(Beginning of SUPPLIED MATERIAL)
PR #375, opened 2020-09-08
correct two switched INLINE pragmas

tek:
I assume this isn't some magic trick.


googleson78:
These should actually work regardless of where they are placed, right?

tek:
yes, it is purely cosmetic

TheMatten (approved):
Should be cosmetic, but I guess it makes a lot of sense from a clarity standpoint :D

tek:
my thoughts exactly :smiley_cat:

PR #440, opened 2021-12-02
add Scoped

tek:
note: adds `BlockArguments`, which should be fine since we dropped 8.4.4


isovector:
I havent looked too closely at this particular PR, but I'm happy to get this merged. Green light from me!

tek:
cool, we will have to update it soon anyway when v2 is dropping

PR #442, opened 2021-12-21
Add link to "Porting to Polysemy"

eyeinsky:
Was searching for exactly this and today stumbled upon on reddit. I think it's a useful resource to link to given that mtl is *the* monad stacking library around, especially for those who aren't deep into effect libraries.


tek:
thanks!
(End of SUPPLIED MATERIAL)
**AIM OF THE EXERCISE**
Please give an exact copy of every entry.

**SOLUTION**
PR #375, opened 2020-09-08
correct two switched INLINE pragmas

tek:
I assume this isn't some magic trick.


googleson78:
These should actually work regardless of where they are placed, right?

tek:
yes, it is purely cosmetic

TheMatten (approved):
Should be cosmetic, but I guess it makes a lot of sense from a clarity standpoint :D

tek:
my thoughts exactly :smiley_cat:

PR #440, opened 2021-12-02
add Scoped

tek:
note: adds `BlockArguments`, which should be fine since we dropped 8.4.4


isovector:
I havent looked too closely at this particular PR, but I'm happy to get this merged. Green light from me!

tek:
cool, we will have to update it soon anyway when v2 is dropping

PR #442, opened 2021-12-21
Add link to "Porting to Polysemy"

eyeinsky:
Was searching for exactly this and today stumbled upon on reddit. I think it's a useful resource to link to given that mtl is *the* monad stacking library around, especially for those who aren't deep into effect libraries.


tek:
thanks!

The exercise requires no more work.